2nd step / Chain of custody: Must follow a very strict and organized procedure when collecting and tagging evidence. Dictates that all evidence be labeled with information indication who secured and validated it. The chain of custody is a history that shows how evidence was collected, analyzed, transported and preserved in order to be presented as evidence in court. Because electronic evidence can be easily modified, a clearly defined chain of custody demonstrates that the evidence is trustworthy.
The life cycle of evidence:
Includes following
– Collection and identification
– Storage, preservation and transportation.
– Presentation in court
– Being returned to victim or owner.
Evidence:
Best evidence – Is the primary evidence used in a trial because it provides the most reliability. Is used for documentary evidence such as contracts.
Secondary evidence – Is not viewed as reliable and strong in proving innocence or guilt when compared to best evidence.
Direct evidence – Can prove fact all by itself instead of needing backup information to refer to.
Conclusive evidence – Is irrefutable and cannot be contradicted.
Circumstantial evidence – Can prove an intermediate fact that can then be used to deduce or assume the existence of another fact.
Corroborative evidence – Is supporting evidence used to help prove an idea or point. It cannot stand on its own, but is used as a supplementary tool to help prove a primary piece of evidence.
Opinion evidence – When a witness testifies, the opinion rule dictates that she must testify to only the facts of the issue and not her opinion of the facts.
Hearsay evidence – Pertains to oral or written evidence that is presented in court that is secondhand and that has no firsthand proof of accuracy or reliability.
Characteristics of evidence
Must be:
Sufficient – It must be persuasive enough to convince a reasonable person of the validity of the findings. Means also that it cannot be easily doubted.
Reliable / Competent – It must be consistent with fact, must be factual and not circumstantial.
Relevant – It must have a reasonable and sensible relationship to the findings.
Legally permissible – It was obtained in a legal way.

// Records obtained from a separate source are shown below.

PR #4668, opened 2023-11-11
feat(ECS): enable selection of listener rules

moko-poi:
**What this PR does / why we need it**:

**Which issue(s) this PR fixes**:

Fixes https://github.com/pipe-cd/pipecd/issues/4530

**Does this PR introduce a user-facing change?**:

- **How are users affected by this change**:
```
apiVersion: pipecd.dev/v1beta1
kind: ECSApp
input:
  taskDefinitionFile: taskdef.yaml
  serviceDefinitionFile: servicedef.yaml
  targetGroups:
    primary:
    canary:
```
- **Is this breaking change**: no
- **How to migrate (if breaking change)**:

PR #4688, opened 2023-11-28
Remove ModifyRules interface

khanhtc1202:

Since the logic ModifyListeners had been updated to ensure only modifying the actions of kind `ActionTypeEnumForward`, there is no need to separate ModifyRules and ModifyListeners.
Also, no rule exists without associating with listeners in the context of ELB.

Follow #4668 


khanhtc1202:
@moko-poi Please take a look 👀

ffjlabo (approved):
🚀

PR #4693, opened 2023-12-01
[ECS] Delete old tasksets before QuickSync except PRIMARY

### LINKED ISSUE #4692: [ECS] Unable to create new TaskSet since this exceeds the maximum limit.
**What happened**:

The below error happened and the deployment failed several times.  (ECS QuickSync)

> 5 deployments exist on the service. Unable to create new TaskSet since this exceeds the maximum limit.

Besides, that happened again even after deleting unnecessary deployments. 

related: https://github.com/pipe-cd/pipecd/discussions/4686

**How to reproduce it**:

Cancel deployments (not sure)

**Environment**:
- `piped` version:  v0.45.4-rc2
- `control-plane` version:
- Others:

t-kikuc:

If old deployments remain, the new deployment will sometimes fail.
So this PR removes old deployments before the new deployment.

Workaround for #4692

### DIFF
--- a/pkg/app/piped/executor/ecs/ecs.go
+++ b/pkg/app/piped/executor/ecs/ecs.go
@@ -258,7 +258,7 @@ func deleteOldTaskSets(ctx context.Context, client provider.Client, service type
 
 	// Remove old taskSets except PRIMARY if exist.
 	for _, prevTaskSet := range prevTaskSets {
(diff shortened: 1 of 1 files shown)


t-kikuc:
This is closed because this is just a workaround in hurry, and I'll fix it in another PR.

PR #4704, opened 2023-12-05
avoid nil pointer in ephemeral storage  settings

nnnkkk7:
If the size input is accessed, a nil pointer could be triggered, so I have fixed it.

Fixes #


khanhtc1202 (approved):
Nice catch 👍

PR #4705, opened 2023-12-05
Add documentation of pprof

### LINKED ISSUE #4687: [piped] Add documentation of pprof

as Tite
But we should discuss where to add pprof documentation

**Why is this needed**:

piped is able to profile with pprof.
Sometimes I want to measure piped's memory and CPU usage.
It's a shame that the wonderful thing about piped's support for pprof is not mentioned in the documentation.

https://github.com/pipe-cd/pipecd/blob/f10a8e770ab8821fa402f9dde15cfa1cd11638f6/pkg/app/piped/cmd/piped/piped.go#L255-L258

ouchi2501:

- Add documentation of pprof

Fixes #4687


khanhtc1202 (approved):
Great, thank you 🐎

PR #3763, opened 2022-06-22
Fix to publish the image of piped and launcher to GCR

knanao:
**What this PR does / why we need it**:

**Which issue(s) this PR fixes**:

Fixes #

**Does this PR introduce a user-facing change?**:

```release-note
NONE
```

PR #4712, opened 2023-12-10
feat: github action matrix for images build

hungran:
**What this PR does / why we need it**: better DRY on images build CI
this also prepare for upgrade image base, will have flexible option to put image TAG as ARG
https://github.com/pipe-cd/pipecd/discussions/4702#discussioncomment-7810428

another point, though that this could be better view
image

Part of #4713 
- [x] add matrix image build

### DIFF
--- a/.github/workflows/publish_image_chart.yaml
+++ b/.github/workflows/publish_image_chart.yaml
@@ -114,7 +114,7 @@ jobs:
           context: .
           file: ${{ matrix.dockerfile }}
           platforms: linux/amd64,linux/arm64
-          tags: ${{ env.GHCR }}/pipe-cd/${{ matrix.image }}:${{ env.PIPECD_VERSION }}
+          tags: ${{ matrix.container_registry }}/pipe-cd/${{ matrix.image }}:${{ env.PIPECD_VERSION }}
       
       # Building and pushing Helm charts.
       - name: Install helm
--- a/.github/workflows/publish_image_chart.yaml
+++ b/.github/workflows/publish_image_chart.yaml
@@ -1,4 +1,4 @@
-name: publish
+name: publish_image_chart
 
 on:
   push:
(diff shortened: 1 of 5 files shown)


khanhtc1202 (dismissed):
Great, thank you ❤️

.github/workflows/publish_image_chart.yaml
```diff
@@ -76,69 +102,15 @@ jobs:
...
-      - name: Build and push helloworld image
-        uses: docker/build-push-action@ad44023a93711e3deb337508980b4b5e9bcdc5dc
-        with:
-          push: true
-          context: .
-          file: cmd/helloworld/Dockerfile
-          platforms: linux/amd64,linux/arm64
-          tags: |
-            ${{ env.GHCR }}/pipe-cd/helloworld:${{ env.PIPECD_VERSION }}
-            ${{ env.GCR }}/pipecd/helloworld:${{ env.PIPECD_VERSION }}
```
ffjlabo, line 140: It looks that some container images are hosted by GCR 👀 
This may be because Cloud Run can use only with Artifact Registry, GCR, Docker Hub.
So it would be nice to consider for GCR 🤔 
WDYT @khanhtc1202 ?

📝 memo
Cloud Run docs: https://cloud.google.com/run/docs/deploying
PRs that maybe related
- https://github.com/pipe-cd/pipecd/pull/3763
- https://github.com/pipe-cd/pipecd/pull/3772

hungran:
Guys, I know that it's hard to test the workflow publish build and push image by matrix from this PR
Please give me sometime on a test then show you how with the current change
@khanhtc1202 @ffjlabo

.github/workflows/publish_image_chart.yaml
hungran: @ffjlabo good catch!
if we GCR only when Cloud Run, so ideally we could bring all images to GCR
however, not sure if PipeCD want to rely on a specific vendor?
@khanhtc1202 

btw, even we won't bring all the images to GCR, we could add more configuration for the matrix by this way 
https://docs.github.com/en/actions/using-jobs/using-a-matrix-for-your-jobs#example-adding-configurations

already push the change base on that, please check below comment

ffjlabo (approved):
It looks good! Here we go 🚀

ffjlabo:
@khanhtc1202 plz re-check 🙏

khanhtc1202 (approved):
Great, thank you 🙏

PR #4719, opened 2023-12-14
cover gcr.io/pipecd and ghcr.io/pipe-cd

hungran:
**What this PR does / why we need it**:

**Which issue(s) this PR fixes**: 
fix PR https://github.com/pipe-cd/pipecd/pull/4712 and https://github.com/pipe-cd/pipecd/pull/4718
Test from my repo
10 jobs
7 job ghcr.io/pipe-cd
3 job gcr.io/pipecd for `helloworld`, `launcher` and `piped`
image

Fixes #

**Does this PR introduce a user-facing change?**:

- **How are users affected by this change**:
- **Is this breaking change**:
- **How to migrate (if breaking change)**:

PR #4718, opened 2023-12-14
fix: matrix build recorrect and use docker build and push action on v5.0.0

hungran:
**What this PR does / why we need it**: fix last PR #https://github.com/pipe-cd/pipecd/pull/4712
apologized for my last PR did not deep check test
This PR will introduce `exclude`  and update docker build and push action to v5.0.0 on all flows

image

**Which issue(s) this PR fixes**:

Fixes #

**Does this PR introduce a user-facing change?**: n/a

- **How are users affected by this change**: n/a
- **Is this breaking change**: n/a
- **How to migrate (if breaking change)**: n/a

PR #4721, opened 2023-12-14
fix dockefile path

hungran:
**What this PR does / why we need it**: fix the last PR 
https://github.com/pipe-cd/pipecd/pull/4719 
https://github.com/pipe-cd/pipecd/pull/4718
https://github.com/pipe-cd/pipecd/pull/4712

seem like hard to maintain the image because of fragment on base tool image and the 2nd iterator.
even better by multistage build tho?

Fixes #

**Does this PR introduce a user-facing change?**: n/a

- **How are users affected by this change**: n/a
- **Is this breaking change**: n/a

### DIFF
--- a/.github/workflows/publish_image_chart.yaml
+++ b/.github/workflows/publish_image_chart.yaml
@@ -35,14 +35,19 @@ jobs:
           - pipectl
         include:
           - image: helloworld
+            dockerfile: cmd/helloworld/Dockerfile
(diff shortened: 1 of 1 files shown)


khanhtc1202 (approved):
👍👍

ffjlabo (approved):
Thank you !🚀 🚀

PR #4722, opened 2023-12-15
fix: exclude pipecd image to gcr.io as we won't need

hungran:
basis only helloworld, launcher, piped need gcr.io

Fixes #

Enticement <-> Entrapment:
Enticement – Is legal and ethical.
Entrapment – Is neither legal nor ethical.
Phone Phreakers
Blue boxing – A device that simulates a tone that tricks the telephone company’s system into thinking the user is authorized for long distance service, which enables him to make the call.
Red boxes – Simulates the sound of coins being dropped into a payphone.
Black boxes – Manipulates the line voltage to receive a toll-free call.